Throughout the mainland United States, Hurricane Jeanne left $7.5 billion in damage. There were also five direct deaths in the country - three in Florida, one in South Carolina, and one in Virginia.

==== Florida ====
Jeanne was the fourth storm in 2004 to produce hurricane-force winds in Florida, after hurricanes Charley, Frances, and Ivan. Jeanne produced hurricane-force winds from around Stuart to Cape Canaveral, and extended halfway across the state. The strongest recorded sustained winds in Florida was 91 mph (146 km/h) at the Melbourne NWS office. Wind gusts reached 128 mph (205 km/h) at Fort Pierce Inlet, and 122 mph (196 km/h) in Vero Beach. Farther inland, Orlando International Airport recorded gusts of 77 mph (124 km/h). Jeanne also spawned nine tornadoes in Florida, mostly in the eyewall or innermost rainbands. A tornado, rated F1 on the Fujita scale, touched down west of Vero Beach, knocking down trees near its path. Over a 20-minute period, two F1 tornadoes hit Barefoot Bay in Brevard County. The first knocked down a few trees, while the second damaged about a dozen houses. The remaining tornadoes were all rated F0; two were in Flagler County, and the other four touched down in St. Johns County.

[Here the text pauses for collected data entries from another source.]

PR #7958, opened 2026-05-26
Add unqualified path name support to FhirPatch

jamesagnew:
The FHIR Patch engine now supports untyped path expressions (e.g. `code` instead of the typed equivalent `Observation.code`). Previously only typed expressions were supported.

### DIFF
--- a/hapi-fhir-storage/src/main/java/ca/uhn/fhir/jpa/patch/FhirPatch.java
+++ b/hapi-fhir-storage/src/main/java/ca/uhn/fhir/jpa/patch/FhirPatch.java
@@ -163,6 +163,8 @@ public class FhirPatch {
 	private void handleAddOperation(@Nullable IBaseResource theResource, IBase theParameters, PatchOutcome theOutcome) {
 
 		String path = ParametersUtil.getParameterPartValueAsString(myContext, theParameters, PARAMETER_PATH);
+		path = defaultString(path);
+		path = prefixResourceTypeToPathIfneeded(path, theResource);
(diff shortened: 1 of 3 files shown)


tadgh:
Formatting check succeeded!

hapi-fhir-storage/src/main/java/ca/uhn/fhir/jpa/patch/FhirPatch.java
```diff
@@ -347,6 +352,13 @@ private void handleReplaceOperation(
 		replaceValuesByPath(cd, theParameters, fhirPath, parsedFhirPath, theOutcome);
 	}
 
+	private String prefixResourceTypeToPathIfneeded(String thePath, IBaseResource theResource) {
+		if (isNotBlank(thePath) && Character.isLowerCase(thePath.charAt(0))) {
+			return myContext.getResourceType(theResource) + "." + thePath;
+		}
+		return thePath;
+	}
```
tadgh, line 360: How do we handle paths that start with a `.`? I imagine that `code` and `.code` are semantically the same for untyped paths, and if we allow `code` we should probably also allow `.code`, as that particular syntax is probably how I would write it, if I knew nothing about how fhirpaths were going to be evaluated.

tadgh (approved):

hapi-fhir-storage/src/main/java/ca/uhn/fhir/jpa/patch/FhirPatch.java
jamesagnew: FHIRPath expressions aren't allowed to start with a dot, so we'd error out as always

PR #7961, opened 2026-05-26
Improve loinc valueset fetching and expanding logic

jamesagnew:
When fetching and expanding valuesets, the system will try to use the marked current version of the codesystem when possible. Additionally, offset and count parameters will be honoured for expansions even if hibernate search is not enabled.


tadgh:
Formatting check succeeded!

PR #7965, opened 2026-05-27
7945 replace deprecated default partition selection

### LINKED ISSUE #7945: Replace deprecated default partition selection
RequestPartitionId exposes three methods named defaultPartition() with varying signatures. Two of them are deprecated. The deprecated signatures have, in total, nearly 100 calls throughout the code base. Some of these calls are in tests, and potentially benign, but many of them are in production code and represent potential bugs.
All uses of the deprecated methods should be rewritten.

The deprecated methods have been deprecated since 2025.08 release, and are candidates to be removed.

- HAPI FHIR Version
8.10.0

jmarchionatto:


tadgh:
Formatting check succeeded!

jmarchionatto:
## Summary

This branch removes the long-deprecated default-partition resolution API whose central flaw was treating a `null` partition ID as "the default partition." That assumption silently ignored any non-`null` configured default partition ID, so deployments that configured a real default partition were not honored at a number of call sites. The work splits into two distinct kinds of edits that reviewers must keep separate: call sites that *should* honor the configured default now route through `PartitionSettings.getDefaultRequestPartitionId()`, while call sites whose semantics must stay literally "null partition" were migrated to the behavior-preserving `RequestPartitionId.fromPartitionId(null)`.

1. **Removed deprecated API.** `RequestPartitionId.defaultPartition()`, `RequestPartitionId.defaultPartition(LocalDate)`, and the single-argument `PartitionablePartitionId.toRequestPartitionId(PartitionablePartitionId)` overload are deleted. Callers must now supply an `IDefaultPartitionSettings` (implemented by `PartitionSettings`).
2. **Behavior fix at real call sites.** Search-param matching (`InMemoryResourceMatcher` / `ResourceIndexedSearchParams`), terminology mapping translation (`TermConceptClientMappingSvcImpl`), bulk import (`ConsumeFilesStepV1/V2`), `SearchBuilder`, and `BaseHapiFhirResourceDao` now resolve the configured default partition. Several services gained an `@Autowired PartitionSettings`, and `matchParam`/`isMatchSearchParam` gained `PartitionSettings`-aware overloads (old overloads deprecated for removal).
3. **Subscription messaging no longer pre-seeds a null-partition sentinel.** `ResourceDeliveryMessage` and `ResourceModifiedMessage` constructors no longer set `myPartitionId` to the old sentinel; the field is left `null` until a producer/deserializer populates it, and `getPartitionId()` is now `@Nullable` (GL-8692). A `null` partition is resolved to the configured default downstream.
4. **Transaction-service default-partition helpers.** Added `HapiTransactionService.withSystemRequestOnDefaultPartition()` (override) and the instance method `executeWithConfiguredDefaultPartitionInContext(...)`, and deprecated the static `executeWithDefaultPartitionInContext(...)` for removal (its behavior is unchanged this release).
5. **Behavior-preserving swaps where null really means null.** Migration hash recalculators in `HapiFhirJpaMigrationTasks`, the deprecated `IResourceChangeListenerRegistry` overload, `JpaSearchParamCache`, and the deprecated transaction helper now use `RequestPartitionId.fromPartitionId(null)` to keep identical behavior rather than adopting the configured default.

## Code Review Suggestions

- [ ] **Verify each migrated call site got the *correct* replacement.** The crux of this MR is the choice between `getDefaultRequestPartitionId()` (honor configured default — a behavior change) versus `fromPartitionId(null)` (preserve literal-null semantics). Confirm no call site that should preserve null-partition behavior was switched to the configured default, and vice versa.
- [ ] **Migration tasks MUST stay null-partition.** `HapiFhirJpaMigrationTasks` hash recalculators were changed to `fromPartitionId(null)`. These compute `HASH_IDENTITY`/`HASH_SYS`/etc. for already-stored rows; adopting a non-null configured default here would recompute different hashes and corrupt existing indexes. Confirm these were intentionally left as null-partition (note: this file is migration code — review-only, not modifiable by the agent).
- [ ] **New `@Autowired PartitionSettings` fields resolve in every context.** `InMemoryResourceMatcher`, `TermConceptClientMappingSvcImpl`, and `ConsumeFilesStepV1/V2` now inject `PartitionSettings`. Confirm a `PartitionSettings` bean is present in every Spring context that instantiates these (e.g. subscription matching, terminology, batch2 import) — a missing bean would surface as a startup failure, but partial/standalone contexts are the risk.
- [ ] **`ResourceModifiedMessage`/`ResourceDeliveryMessage` now leave partition `null`.** Any consumer that previously relied on `getPartitionId()` being non-null after construction could now NPE or behave differently. Check serialized/deserialized message paths and any code that reads the partition before a producer sets it.
- [ ] **Deprecated `matchParam`/`isMatchSearchParam` overloads build a fresh `new PartitionSettings()`.** When `isIndexStorageOptimized()` is enabled and a deployment has a non-null configured default partition, the deprecated overload computes a hash against a fresh, unconfigured default. Confirm all internal callers were moved to the `PartitionSettings`-aware overload so the deprecated path is external-only.
- [ ] **`NonTransactionalHapiTransactionService` default constructor sets `new PartitionSettings()`.** This guards against NPE when instantiated without Spring (tests). Confirm this class is genuinely test/standalone-only and that the comment's claim "field injection still overrides this value" holds when it *is* wired as a bean.
- [ ] **`SubscriptionTopicRegisteringListener` default-partition reset.** The corrupt-default-partition cleanup now uses `RequestPartitionId.fromPartitionId(getDefaultPartitionId())` with a null-safe `getDefaultPartitionId()`. Confirm this still repairs the "list containing null values" case created by the package installer's STORE_AND_INSTALL path under partitioning.

tadgh (approved):

PR #189, opened 2020-12-02
ACS-986 : Azure Connector 1.3 Alpha Release

tzclucian:


cristianturlica (approved):

alandavis (commented):
********************
You also need to instruct dependabot not to upgrade it again or add a test that will fail if upgraded.
********************

tzclucian:
> You also need to instruct dependabot not to upgrade it again or add a test that will fail if upgraded.

Thank you Alan, notified in [this comment](https://github.com/Alfresco/alfresco-community-repo/pull/74#issuecomment-737752561)

PR #190, opened 2020-12-02
ACS-976 Metadata extraction NPE thrown in multi-node cluster using ATS

alandavis:
In a multi repo node cluster, it is possible one node requests a metadata extract via the ATS and
that another responds to it. In this case the responder needs to recreate the TransformRequest. In
this case the target mimetype was wrong, resulting in the TransformRequest being sent to the wrong
code which then through a NPE because there was no replyQueue specified on the TransformRequest.


KikoUK (approved):
LGTM

PR #191, opened 2020-12-02
Fix MNT-21991 customizable personLookupProperties for REST API

nbarithel:
Copy of https://github.com/Alfresco/alfresco-remote-api/pull/866


jottley (approved):

gavincornwell (approved):
Presuming the response is identical i.e. backwards compatible it looks good to me.

nbarithel:
> Presuming the response is identical i.e. backwards compatible it looks good to me.

Yes it is, the same QNames are now defined using xml instead of Java.

PR #193, opened 2020-12-03
Fix/search 2602 missed information search page

aborroy:


repository/src/main/java/org/alfresco/repo/search/impl/solr/SolrChildApplicationContextFactory.java
```diff
@@ -101,118 +114,96 @@ public boolean isUpdateable(String name)
...
     }
-
+    
+    private String getPropertyValue(JSONObject core, String name)
+    {
+        switch (name)
+        {
+            case SolrChildApplicationContextFactory.ALFRESCO_ACTIVE:
+            case SolrChildApplicationContextFactory.ARCHIVE_ACTIVE:
+                return core.getBoolean("Active") ? "true" : "false";
```
killerboot, line 124: Does it make sense to use static string variables for these?

killerboot (approved):

repository/src/main/java/org/alfresco/repo/search/impl/solr/SolrChildApplicationContextFactory.java
aborroy: Refactored this Strings to Constants.

PR #202, opened 2020-12-08
APPS-688: Fixed the issue by using System user instead of the admin user

bogdanioan-gabor:
Fixed the issue by using System user instead of the admin user


alexbalmus (approved):
LGTM

ancutam (approved):

PR #227, opened 2021-01-04
REPO-5191 Bug: T-Engine should provide mapping rather than the repo.

alandavis:
Bug found while reviewing documents on how to create a custom metadata extractor. The original refactor had left the repo doing the mapping. It should have been passing the fully qualified repo properties to the T-Engine to do the mapping.

Linked to:
* https://github.com/Alfresco/acs-packaging/pull/1826
* https://github.com/Alfresco/alfresco-transform-core/pull/316

### DIFF
--- a/repository/src/main/java/org/alfresco/repo/content/metadata/AbstractMappingMetadataExtracter.java
+++ b/repository/src/main/java/org/alfresco/repo/content/metadata/AbstractMappingMetadataExtracter.java
@@ -2,7 +2,7 @@
  * #%L
  * Alfresco Repository
  * %%
- * Copyright (C) 2005 - 2020 Alfresco Software Limited
+ * Copyright (C) 2005 - 2021 Alfresco Software Limited
  * %%
  * This file is part of the Alfresco software. 
  * If the software was purchased under a paid Alfresco license, the terms of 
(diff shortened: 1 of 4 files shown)


repository/src/main/java/org/alfresco/repo/content/metadata/AbstractMappingMetadataExtracter.java
```diff
@@ -1462,7 +1463,7 @@ public void embed(
      * @param systemMetadata   Metadata keyed by system properties
      * @return              Returns the metadata keyed by the content file metadata properties
      */
-    private Map<String, Serializable> mapSystemToRaw(Map<QName, Serializable> systemMetadata)
```
alandavis, line 1465: Made protected so it could be overridden in AsynchronousExtractor, where we wish to map to fully qualified QNames name rather than the raw name.

repository/src/main/java/org/alfresco/repo/content/metadata/AbstractMappingMetadataExtracter.java
```diff
@@ -2261,45 +2262,4 @@ protected void embedInternal(Map<String, Serializable> metadata, ContentReader r
     {
         // TODO make this an abstract method once more extracters support embedding
     }
-
-    public static Map<String, String> convertMetadataToStrings(Map<String, Serializable> properties)
```
alandavis, line 2265: This method was introduced in ACS 7, so it is okay to remove it.

eknizat (approved):
LGTM

PR #233, opened 2021-01-08
ACS-1110 replace fabric8 with docker-maven-plugin

mteodori:


CezarLeahu:
Why must the `squash` option be removed?

PR #239, opened 2021-01-13
SEARCH-2624 add an argument to identify a phrase query

jesty:
This PR will be used by https://github.com/Alfresco/alfresco-enterprise-repo/pull/180

### DIFF
--- a/data-model/src/main/java/org/alfresco/repo/search/impl/querymodel/impl/functions/FTSPhrase.java
+++ b/data-model/src/main/java/org/alfresco/repo/search/impl/querymodel/impl/functions/FTSPhrase.java
@@ -47,6 +47,8 @@ public class FTSPhrase extends BaseFunction
     public final static String ARG_PHRASE = "Phrase";
 
     public final static String ARG_PROPERTY = "Property";
+
+    public final static String ARG_IS_PHRASE = "IsPhrase";
     
     public final static String ARG_SLOP = "Slop";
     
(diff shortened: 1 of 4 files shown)


data-model/src/main/java/org/alfresco/repo/search/impl/querymodel/impl/functions/FTSPhrase.java
```diff
@@ -47,6 +47,8 @@
     public final static String ARG_PHRASE = "Phrase";
 
     public final static String ARG_PROPERTY = "Property";
+
+    public final static String ARG_IS_PHRASE = "IsPhrase";
```
killerboot, line 51: This name clashes with ARG_PHRASE. Please change it or add a clear JavaDoc explaining what it means.

killerboot (changes requested):
Please add tests for your change.

data-model/src/main/java/org/alfresco/repo/search/impl/querymodel/impl/functions/FTSPhrase.java
jesty: What do you think about ARG_HAS_QUOTATION_MARKS? Meanwhile, I will add a JavaDoc.

killerboot: I'm not sure, perhaps you can use a short version ARG_HAS_QUOTES.

jesty:
> Please add tests for your change.

@killerboot I didn't found any class where to add tests, so I created a new one: FTSQueryParserTest

jesty:
I close the PR because the change is not more required.

PR #241, opened 2021-01-14
LOC-282 - Partial fix.  12 language bundles updated. 

gbroadbent:
3 languages pending: DA CS and PL


gbroadbent:
Updated bundles with localised UI in 12 languages.

PR #255, opened 2021-01-26
MNT-20775 : deleted-nodes with maxitems parameter take longer

Epurashu:
GetArchivedNodesCannedQuery now will return only the required results (page) based on offset(skipCount) and limit(maxItems).
Offset and limit are set as rowBounds for mybatis.
Added count query for GetArchivedNodesCannedQuery in order to preserve the totalItems.
Because GetArchivedNodesCannedQuery returns only the required results, an extra condition was added to establish `hasMoreItems`

### DIFF
--- a/repository/src/main/java/org/alfresco/repo/node/archive/GetArchivedNodesCannedQuery.java
+++ b/repository/src/main/java/org/alfresco/repo/node/archive/GetArchivedNodesCannedQuery.java
@@ -57,7 +57,8 @@ public class GetArchivedNodesCannedQuery extends AbstractCannedQueryPermissions<
     private CannedQueryDAO cannedQueryDAO;
     private NodeDAO nodeDAO;
 
-    public GetArchivedNodesCannedQuery(CannedQueryDAO cannedQueryDAO, NodeDAO nodeDAO, MethodSecurityBean<ArchivedNodeEntity> methodSecurity, CannedQueryParameters params)
+    public GetArchivedNodesCannedQuery(CannedQueryDAO cannedQueryDAO, NodeDAO nodeDAO,
+                MethodSecurityBean<ArchivedNodeEntity> methodSecurity, CannedQueryParameters params)
     {
         super(params, methodSecurity);
         this.cannedQueryDAO = cannedQueryDAO;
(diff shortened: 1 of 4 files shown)


adinapitul (approved):

ancutam:
Changes look good! I suggest creating a branch in alfresco-entersprise-repo with the same name, to run a build with the changes on enterprise as well.

repository/src/main/java/org/alfresco/repo/node/archive/GetArchivedNodesCannedQuery.java
```diff
@@ -119,4 +120,26 @@ private void preload(List<NodeRef> nodeRefs)
                         + (System.currentTimeMillis() - start) + " msecs");
         }
     }
+
+    @Override
+    protected Pair<Integer, Integer> getTotalResultCount(List<ArchivedNodeEntity> results)
+    {
+        Object paramBeanObj = super.getParameters().getParameterBean();
+        if (paramBeanObj == null)
+            throw new NullPointerException("Null GetArchivedNodes query params");
```
mauriziovitale, line 129: I think the log is generic or misleading

repository/src/main/java/org/alfresco/repo/node/archive/GetArchivedNodesCannedQuery.java
```diff
@@ -119,4 +120,26 @@ private void preload(List<NodeRef> nodeRefs)
...
+
+        // Get parameters
```
mauriziovitale, line 131: do we need this comment ?

mauriziovitale (changes requested):
check the comments, please

repository/src/main/java/org/alfresco/repo/node/archive/GetArchivedNodesCannedQuery.java
jottley: Since the query parameters are required...Maybe it could read as "Required parameters not provided for GetArchivedNodes canned query".

Epurashu:
Thank you @mauriziovitale for suggesting improvements, I have removed the unnecessary comment, improved the error messages a bit and treated a possible `Overflow`

mauriziovitale (approved):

While moving ashore, Jeanne produced a storm surge of 3.8 ft in Cape Canaveral. High tides and waves eroded beaches from Jupiter Inlet to New Smyrna Beach, as well as parts of the Intracoastal Waterway, adding to the erosion caused by Hurricane Frances. From Martin to Brevard counties, the storm surge occurred around low tide, which limited damaging tidal floods. In New Smyrna Beach, the surge coincided with the high tides, resulting in significant erosion. Sand and ocean water covered parts of Florida State Road A1A, and parts of the route were washed away on Hutchinson Island. Erosion also damaged parts of the Sebastian Inlet Bridge, closing it for a week. Water levels along Lake Okeechobee reached 7 ft above normal, which flooded a few marinas. Above normal tides occurred as far south as Key West, with portions of its airport inundated. Cedar Key on the west coast recorded tides 4.5 ft below-normal due to offshore winds. The hurricane also dropped heavy rainfall across the state, with the heaviest totals recorded along the eyewall's path. Precipitation in the state peaked at 11.97 in, recorded in Kenansville in Osceola. In Holder in Citrus County, the Withlacoochee River swelled to a record crest of 10.86 ft.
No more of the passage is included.